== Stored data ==
____
PR #1900, opened 2026-08-14
Groups: add formal ownership-transfer workflow

### LINKED ISSUE #1785: Formal ownership-transfer workflow
Ordinary co-organizer role assignment (Member/Event Organiser/Organiser) works today via the group settings Members tab. This issue is about the additional network-admin-approved handoff of the group owner/admin role itself, which has no workflow yet.

Confirmed in `class-members-controller.php`'s `update_member_role()`: administrators are explicitly excluded from the plugin's own role management —

```php
if ( in_array( 'administrator', $user->roles, true ) ) {
    return new \WP_Error(
        'cannot_manage_administrator',
        __( 'Site administrators must be managed in wp-admin.', 'wporg-groups-frontend' ),
        ...
```

So today, an owner who wants to hand off their group has no supported path at all — not even through wp-admin, unless a network admin manually does it. This issue is about building that formal process.

## Scope

- **Initiate:** current owner (or a network admin, for abandoned-group cases) starts a transfer to a specific candidate — likely required to already be a member of the group, at Organiser tier or above.
- **Accept:** candidate explicitly accepts (prevents an owner from silently offloading responsibility onto someone who didn't agree to it, and prevents a hostile takeover attempt).
- **Approve:** network admin gives final sign-off before the swap actually happens — this is the "formal" part distinguishing it from ordinary role changes.
- **Execute:** on approval, old owner is demoted to Organiser (editor), new owner promoted to Administrator on that site.

## Open questions

- What happens if the current owner is unresponsive/inactive (abandoned group) — can a network admin force a transfer without the current owner's initiation step?
- Does this need an audit trail (who transferred what, when) given it's a sensitive, security-relevant action? Given this session's finding of a real privilege-escalation bug in the *ordinary* role-management path, a formal admin-role transfer flow should be reviewed carefully for the same class of issue (relying on a broad core capability rather than a scoped one) before shipping.

## Acceptance criteria

- [ ] A current owner can initiate a transfer to a specific candidate member.
- [ ] The candidate must explicitly accept before anything changes.
- [ ] A network admin must approve before the swap executes — no path bypasses this approval step.
- [ ] On execution: old owner's role and new owner's role update correctly and atomically (no window where a site has zero or two administrators unexpectedly).
- [ ] Abandoned-group handling (unresponsive current owner) is explicitly decided and implemented, or explicitly out of scope.
- [ ] The new workflow is reviewed for the same class of capability-leak issue found elsewhere in this codebase (a broad core capability grant that also unlocks unrelated wp-admin functionality) before merging.

bor0:
## Summary
Closes #1785. Group owners had no supported way to hand off their group (`Members_Controller::update_member_role()` refuses to touch anyone holding `administrator`). Adds a four-stage workflow instead:

- **Initiate** — the current owner, or a network admin (for an unresponsive owner), nominates a candidate (must be an existing Organiser/`editor`).
- **Accept** — the candidate must explicitly agree before anything changes.
- **Approve** — a network admin gives final sign-off from a new "Ownership Transfers" Network Admin screen.
- **Execute** — roles swap: new owner promoted to `administrator` before the old owner is demoted to `editor`, so the site is never briefly without an admin. Post-swap state is verified; any inconsistency blocks and logs instead of reporting false success.

## How to review this PR

Suggested order: **`group-ownership-transfer.php`** (state machine, capability checks, Network Admin screen — where the actual logic lives) → **`class-ownership-transfer-controller.php`** (thin REST wrapper the front-end calls) → **`ownership-transfer-panel.js`** (UI) → **`group-ownership-transfer-notifications.php`** (email side-effects, hooked on the state machine's actions).

A few decisions worth knowing going in:
- **Split across two mu-plugins.** The state machine lives in the always-loaded `mu-plugins/groups/`, not `wporg-groups-frontend` (which only bootstraps when GatherPress is active) — the Network Admin approval screen has to work regardless.
- **No new core capability grants.** Initiate = `administrator` role check or `is_super_admin()`; approve = `manage_sites`. This is deliberate — avoids the class of bug fixed elsewhere in this plugin (a broad core capability grant that also unlocks unrelated wp-admin functionality).
- **Promote-then-demote, not a DB transaction.** `execute_transfer()` promotes the new owner before demoting the old one (no zero-admin window), then re-reads and verifies — see that function's docblock for why a raw SQL transaction isn't used instead.
- **Per-site locking.** Every transition runs under `with_transfer_lock()`, a `wp_cache_add()` mutex mirroring `Groups\Messaging\with_jobs_lock()`, so concurrent requests can't race the read-then-write against site meta.

## Test plan
- [x] `phpunit --testsuite "WordCamp Groups"` — 223/223 passing (state-machine + REST-layer + notification tests, including decline/cancel/reject and permission-gate cases)
- [x] `phpunit --testsuite "WordCamp MU Plugins"` — 171/171 passing (no regressions)
- [x] `phpcs` clean on all new/changed PHP
- [x] `npm run build` compiles the new frontend panel with no errors
- [x] Manual browser pass of the full happy path on a local multisite group (steps below)

### Manual test steps

Performed against the local dev stack (`sunshine-coast-qld` group at `https://events.wordpress.test/group/sunshine-coast-qld/`), using three separate logged-in sessions:

1. **Set up test users.** Via `wp user set-role`, promoted `organiser1` (existing `editor`) to `administrator` on the group site to act as the current owner, leaving `organiser` (`editor`) as the nominee.
2. **Initiate, as the owner.** Logged in as `organiser1`. On the group's front end, opened **Settings → Members**. A new "Group ownership" panel appears above the member list, with a "Transfer ownership to" dropdown listing only editor-tier members (`organiser`; author/subscriber-tier members correctly excluded). Selected `organiser` and clicked "Request transfer" → panel updated to "Transfer from organiser1 to organiser: Awaiting candidate acceptance," and a "Cancel transfer" action appeared for the owner.
3. **Accept, as the candidate.** Logged out, logged in as `organiser`. Opened the same Members tab — the panel showed "Accept ownership" / "Decline" buttons (and, confirmed separately, that a third user could not accept on the candidate's behalf: `not_the_candidate` error). Clicked "Accept ownership" → panel updated to "Accepted — awaiting network admin approval."
4. **Approve, as a network admin.** Logged out, logged in as `admin` (super admin). Navigated to **Network Admin → Groups → Ownership Transfers** (new submenu). The pending transfer listed correctly: group name, current owner, nominated owner, who initiated it and when, and "Accepted — awaiting your approval." Clicked "Approve" (behind a confirm-before-executing prompt, matching the existing Archive screen's pattern) → "Transfer approved and completed."
5. **Verified the result.** Via `wp user list --fields=ID,user_login,roles` on the group site: `organiser` is now `administrator`, `organiser1` is now `editor` — no other role changes. The "Recently decided transfers" section on the same screen lists the completed transfer (from/to/outcome/date).

Decline, cancel, reject, and the various permission-gate rejections (wrong user accepting, non-owner initiating, non-network-admin approving, ineligible candidate roles) were exercised via the new PHPUnit suite rather than manually clicked through, since they're straightforward negative-path variations of the same flow already covered end-to-end above.

#### Screenshots

| Description | Screenshot |
| --- | --- |
| Owner's view (`organiser1`): the new "Group ownership" panel in Settings → Members, with the transfer-to dropdown before initiating — only editor-tier members are offered as candidates | screenshot-1786711823378-4 |
| After requesting the transfer: the "Cancel transfer" action appears for the owner while it's pending (this is the button whose bug the manual pass caught and fixed) | screenshot-1786711932852-7 |
| Candidate's view (`organiser`): "Accept ownership" / "Decline" buttons on the same pending transfer | screenshot-1786712335275-14 |
| After the candidate accepts: "Accepted — awaiting network admin approval" | screenshot-1786712344155-15 |
| Network Admin → Groups → Ownership Transfers, right after clicking "Approve" (behind the confirm-before-executing prompt) | screenshot-1786712404127-17 |
| The completed transfer listed under "Recently decided transfers" on the same screen, after approval executed the role swap | screenshot-1786712466893-19 |

### DIFF
--- a/public_html/wp-content/mu-plugins/groups/group-ownership-transfer-notifications.php
+++ b/public_html/wp-content/mu-plugins/groups/group-ownership-transfer-notifications.php
@@ -1,0 +1,268 @@
+<?php
+/**
+ * Email notifications for the group-ownership transfer workflow.
+ *
+ * Plain-text `wp_mail()` only, matching `Groups\Messaging\send_message()` —
+ * no templating system. There are no magic-link tokens: accept/decline/
+ * approve are all gated by the acting user's logged-in identity (via REST or
+ * the Network Admin screen), so these emails just point people at the
+ * group's home URL rather than carrying any auth of their own.
+ *
+ * Kept as its own file, separate from the state machine in
+ * `group-ownership-transfer.php`, mirroring how `wporg-groups-frontend`
+ * keeps `inc/notifications.php` separate from the controllers it supports.
+ *
+ * Only loaded on the Groups network, via
+ * `load-other-mu-plugins.php::wcorg_include_network_only_plugins()`.
+ *
+ * @package WordCamp\Groups
+ */
+
+namespace WordCamp\Groups\Ownership_Transfer\Notifications;
+
+use WordCamp\Groups\Ownership_Transfer as Transfer;
+
+defined( 'WPINC' ) || die();
+
+add_action( 'wporg_groups_ownership_transfer_initiated', __NAMESPACE__ . '\notify_candidate_nominated', 10, 2 );
+add_action( 'wporg_groups_ownership_transfer_accepted', __NAMESPACE__ . '\notify_admins_awaiting_approval', 10, 2 );
+add_action( 'wporg_groups_ownership_transfer_declined', __NAMESPACE__ . '\notify_initiator_declined', 10, 2 );
+add_action( 'wporg_groups_ownership_transfer_cancelled', __NAMESPACE__ . '\notify_candidate_cancelled', 10, 2 );
+add_action( 'wporg_groups_ownership_transfer_executed', __NAMESPACE__ . '\notify_parties_executed', 10, 2 );
+add_action( 'wporg_groups_ownership_transfer_rejected', __NAMESPACE__ . '\notify_parties_rejected', 10, 3 );
+
+/**
+ * Get every network admin's email address and display name.
+ *
+ * @return array<int, array{email: string, name: string}>
+ */
+function get_network_admin_emails(): array {
+	$recipients = array();
+
+	// `site_admins` is shared, mutable network state; a plugin or a stale
+	// `update_site_option()` call elsewhere on the network can leave it in a
+	// shape `get_super_admins()` doesn't expect. Cast defensively rather
+	// than let a malformed option value turn a missed approval-notice email
+	// into a fatal error.
+	foreach ( (array) get_super_admins() as $login ) {
+		$user = get_user_by( 'login', $login );
+
+		if ( $user && is_email( $user->user_email ) ) {
+			$recipients[] = array(
+				'email' => $user->user_email,
+				'name'  => $user->display_name,
+			);
+		}
+	}
+
+	return $recipients;
+}
+
+/**
+ * Send a single plain-text email.
+ *
+ * @param array{email: string, name: string} $recipient Recipient.
+ * @param string                             $subject   Message subject.
+ * @param string                             $body      Message body.
+ * @return bool Whether the mail was handed off successfully.
+ */
+function send_notification( array $recipient, string $subject, string $body ): bool {
+	if ( ! is_email( $recipient['email'] ) ) {
+		return false;
+	}
+
+	$to = $recipient['name']
+		? sprintf( '%s <%s>', $recipient['name'], $recipient['email'] )
+		: $recipient['email'];
+
+	// Passed as an array, exactly as in `Groups\Messaging\send_message()`, so a
+	// display name containing a comma can't smuggle in an extra recipient.
+	$sent = wp_mail(
+		array( $to ),
+		$subject,
+		$body,
+		array( 'Content-Type: text/plain; charset=UTF-8' )
+	);
+
+	if ( ! $sent ) {
+		trigger_error(
+			sprintf(
+				'Failed to send an ownership-transfer notification ("%1$s") to %2$s.',
+				$subject, // phpcs:ignore WordPress.Security.EscapeOutput.OutputNotEscaped -- Not HTML output; relayed to Slack by this repo's error handler.
+				$recipient['email'] // phpcs:ignore WordPress.Security.EscapeOutput.OutputNotEscaped -- Ditto.
+			),
+			E_USER_WARNING
+		);
+	}
+
+	return $sent;
+}
+
+/**
+ * Build the `{name, email}` pair for a user, for use with `send_notification()`.
+ *
+ * @param int $user_id User ID.
+ * @return array{email: string, name: string}|null
+ */
+function recipient_for_user( int $user_id ): ?array {
+	$user = get_userdata( $user_id );
+
+	if ( ! $user || ! is_email( $user->user_email ) ) {
+		return null;
+	}
+
+	return array(
+		'email' => $user->user_email,
+		'name'  => $user->display_name,
+	);
+}
+
+/**
+ * Notify the candidate that they've been nominated.
+ */
+function notify_candidate_nominated( int $site_id, array $pending ): void {
+	$recipient = recipient_for_user( (int) $pending['to_user_id'] );
+
+	if ( ! $recipient ) {
+		return;
+	}
+
+	$group_name = get_blog_option( $site_id, 'blogname' );
+	$group_url  = get_home_url( $site_id, '/' );
+
+	send_notification(
+		$recipient,
+		sprintf( __( 'You\'ve been nominated to take over "%s"', 'wordcamporg' ), $group_name ),
+		sprintf(
+			/* translators: 1: group name, 2: group URL. */
+			__( "You've been nominated to become the owner of the WordPress group \"%1\$s\".\n\nTo accept or decline, visit the group's Members settings:\n%2\$s", 'wordcamporg' ),
+			$group_name,
+			$group_url
+		)
+	);
+}
+
+/**
+ * Notify network admins that a transfer needs their approval.
+ */
+function notify_admins_awaiting_approval( int $site_id, array $pending ): void {
+	$group_name = get_blog_option( $site_id, 'blogname' );
+	$from_user  = get_userdata( (int) $pending['from_user_id'] );
+	$to_user    = get_userdata( (int) $pending['to_user_id'] );
+
+	$body = sprintf(
+		/* translators: 1: group name, 2: current owner, 3: nominated owner, 4: URL of the approval screen. */
+		__( "A group ownership transfer is awaiting your approval.\n\nGroup: %1\$s\nCurrent owner: %2\$s\nNominated owner: %3\$s\n\nReview it here:\n%4\$s", 'wordcamporg' ),
+		$group_name,
+		$from_user ? $from_user->display_name : __( '(deleted user)', 'wordcamporg' ),
+		$to_user ? $to_user->display_name : __( '(deleted user)', 'wordcamporg' ),
+		network_admin_url( 'admin.php?page=' . Transfer\MENU_SLUG )
+	);
+
+	foreach ( get_network_admin_emails() as $recipient ) {
+		send_notification(
+			$recipient,
+			sprintf( __( 'Approval needed: ownership transfer for "%s"', 'wordcamporg' ), $group_name ),
+			$body
+		);
+	}
+}
+
+/**
+ * Notify the initiator that the candidate declined.
+ */
+function notify_initiator_declined( int $site_id, array $pending ): void {
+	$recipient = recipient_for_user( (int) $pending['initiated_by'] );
____
== The problem ==
All that is wanted is a faithful reproduction of the line above with "with no errors", the line with "### Manual test steps", and every line in between.

== Answer space ==
- [x] `npm run build` compiles the new frontend panel with no errors
- [x] Manual browser pass of the full happy path on a local multisite group (steps below)

### Manual test steps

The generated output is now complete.